= Ramesh Maharaj =

Trinidad and Tobago politician

Ramesh Lawrence Maharaj SC (born 16 September 1945) is a Trinidadian and Tobagonian politician.

== Early life ==
Ramesh Maharaj was born to Hindu Indo-Trinidadians, Dolly and Nanan Maharaj, on 16 September 1945 in Diamond Village, Trinidad and Tobago. Maharaj (B/) has over 50 years experience in the legal profession having been admitted to practice at the English Bar in 1967. He has been in private practice as Senior Partner in the chambers of Ramesh Lawrence Maharaj and Company. He has also been admitted to practice as an attorney in St Vincent and the Grenadines (1990) and Grenada (1993). He is the author of several publications including a booklet entitled "Rule of Law in Trinidad and Tobago."

== Member of Parliament ==
Maharaj first entered the Parliament of Trinidad and Tobago as a Temporary Opposition Senator in August 1991, towards the end of the 3rd Republican Parliament. Later that year, he was elected to the House of Representatives in 1991 as the Member for Couva South, where he served as Opposition Chief Whip. In 1995, he contested and won the Couva South seat, and shortly thereafter was appointed Attorney General, a position he held until October 2001, after facing the polls in 2000.

He was sworn in as Attorney General and Minister of Legal Affairs on 19 December in 2000. As Attorney General and Minister of Legal Affairs, Mr Maharaj was assigned the responsibility for the Registrar General, Administrator General, Copyright, Patents, Trademarks, Public Trustee, Intellectual Property, Law Reform and Revision, Legislative Drafting and Rent Restriction as well as appointments to Quasi Judicial Bodies. He was also the Official and Provisional Receiver, Provisional Liquidator and Custodian of Enemy Property.

In 2007, Maharaj contested and won the Tabaquite constituency for the UNC-A, and had reprised the role of Chief Whip in the 9th Republican Parliament.

== Personal life ==
Maharaj is the son of Nanan Maharaj and Dolly Nanan Maharaj.
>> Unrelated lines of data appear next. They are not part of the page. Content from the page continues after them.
PR #45, opened 2021-07-12
Add default cluster name as posthog to clickhouse deployments

fuziontech:
This is a base requirement for changing how migrations work for clickhouse so we can use `ON CLUSTER` command for DDLs.

### DIFF
--- a/charts/posthog/templates/clickhouse_instance.yaml
+++ b/charts/posthog/templates/clickhouse_instance.yaml
@@ -47,7 +47,7 @@ spec:
     profiles:
       default/allow_experimental_window_functions: "1"
     clusters:
-      - name: {{ .Values.clickhouse.database | quote }}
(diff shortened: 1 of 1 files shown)


tiina303:
What happens when someone upgrades their Posthog deployment and goes from no cluster name to posthog?

fuziontech:
Nothing should happen since it's just one node clusters and we are not using ZK yet or any installs. Better to do this now than later when we have larger installs.

I'm about to test applying this change to a test cluster on DO though to make sure.

tiina303:
& why do we care about using `ON CLUSTER` command if we just have one cluster everywhere? Do you think we'll be using ZK or multiple clusters soon?

fuziontech:
Cloud has > 1 node

fuziontech:
Actually we don't need this! 🎉

PR #49, opened 2021-07-13
Remove gcp as default cloud value

tiina303:
Currently our default settings have:
1. cloud=gcp
2. nginx and certManager enabled

Those two settings together don't make sense as on gcp we'd want to use their ingress controller, so we shouldn't enable nginx, on the other hand having cloud be gcp changes ingress configuration to not what we want when using nginx.

### DIFF
--- a/charts/posthog/values.yaml
+++ b/charts/posthog/values.yaml
@@ -14,7 +14,7 @@ image:
   pullPolicy: IfNotPresent
 
 # -- Cloud service being deployed on. Either `gcp` or `aws` or `do` for DigitalOcean
-cloud: "gcp"
+cloud:
 # -- Sentry endpoint to send errors to
 sentryDSN:
 


macobo:
Wouldn't it make more sense to fix `nginx and certManager enabled by default`? This seems to have arisen from recent refactoring/extracting `"ingress.type"` helper?

That said, this looks fine.

fuziontech:
I agree could be cleaned up more, but considering that defaults don't work currently this seems like a reasonable first step

fuziontech (approved):

tiina303:
> Wouldn't it make more sense to fix `nginx and certManager enabled by default`? This seems to have arisen from recent refactoring/extracting "ingress.type" helper?

Regardless of this I think the cloud parameter should be empty by default. Put up a pr for changing nginx and certManager to default to false https://github.com/PostHog/charts-clickhouse/pull/51

PR #51, opened 2021-07-14
Disable nginx and certManager by default

tiina303:
## Changes

Disables nginx and certManager by default
Enable `letsencrypt` by default condition to additionally check that hostname exists and certManager is enabled

## Why?

It's odd to need to disable them for gcp + we might in the future want to use the [AWS Load Balancer Controller](https://github.com/kubernetes-sigs/aws-load-balancer-controller) (previously know as alb ingress controller)

## Ideal world

I wish we could enable/disable nginx and certManager based on the cloud variable str value (if gcp disable, if do enable both), but sadly it's not possible.
Specifically we can have boolean conditions to enable/disable or tags but not use template variables there nor expressions. Docs https://helm.sh/docs/topics/charts/#tags-and-condition-fields-in-dependencies

Based on re-reading the docs we could do sth like (note that the first path that exists is used):
```
name: nginx
  condition: ingress.nginx.enabled

name: certManager
  condition: certManager.enabled, ingress.nginx.enabled
```

Then in the values files we can by default not define certManager, but it's possible to disable it by `certManager.enabled: false`. That said this seems fragile as it's easy for someone to forgot that we're relying on the first path that exists is used and define `certManager.enabled` as empty string.

### DIFF
--- a/charts/posthog/templates/_helpers.tpl
+++ b/charts/posthog/templates/_helpers.tpl
@@ -360,7 +360,7 @@ Create the name of the service account to use
 {{- define "ingress.letsencrypt" -}}
 {{- if ne (.Values.ingress.letsencrypt | toString) "<nil>" -}}
   {{ .Values.ingress.letsencrypt }}
-{{- else if .Values.ingress.nginx.enabled -}}
+{{- else if and (and (.Values.ingress.nginx.enabled) (.Values.certManager.enabled)) (ne (.Values.ingress.hostname | toString) "<nil>")  -}}
   true
 {{- else -}}
   false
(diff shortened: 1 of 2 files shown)


fuziontech:
This makes sense, but what if we wanted to do something small like have a way to push the hostname to k8s for DO? I feel like we should leave it in there just to make it easier to enable.

tiina303:
Well the follow-up would be to change the DigitalOcean values file (where we can set cert-manager to true without using it immediately), so there's no difference for DigitalOcean deploys. Or did you mean that for `letsencrypt` enabling part?

fuziontech (approved):

PR #52, opened 2021-07-15
Add deploymentKind to helm info

tiina303:
Follow-up to this will be setting it to "DigitalOcean 1-Click" in the values file in their marketplace.

Verified that we get the info by checking recent `helm install` events [here](https://app.posthog.com/events)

Maharaj is married to Lynette Maharaj and is the father of one son and twin daughters. Maharaj is also the brother of incarcerated businessman Krishna Maharaj, who died in a Florida prison in August 2024. He is also the brother of Indra Rambachan (née Maharaj) who is the wife of Trinidad and Tobago National Award winner lawyer Roopnarine Rambachan. Maharaj also leads the Trinidad and Tobago Civil Rights Association. Maharaj is married to Lynette Maharaj who is also a lawyer. Maharaj was raised in a Hindu family, however he later converted to Presbyterianism.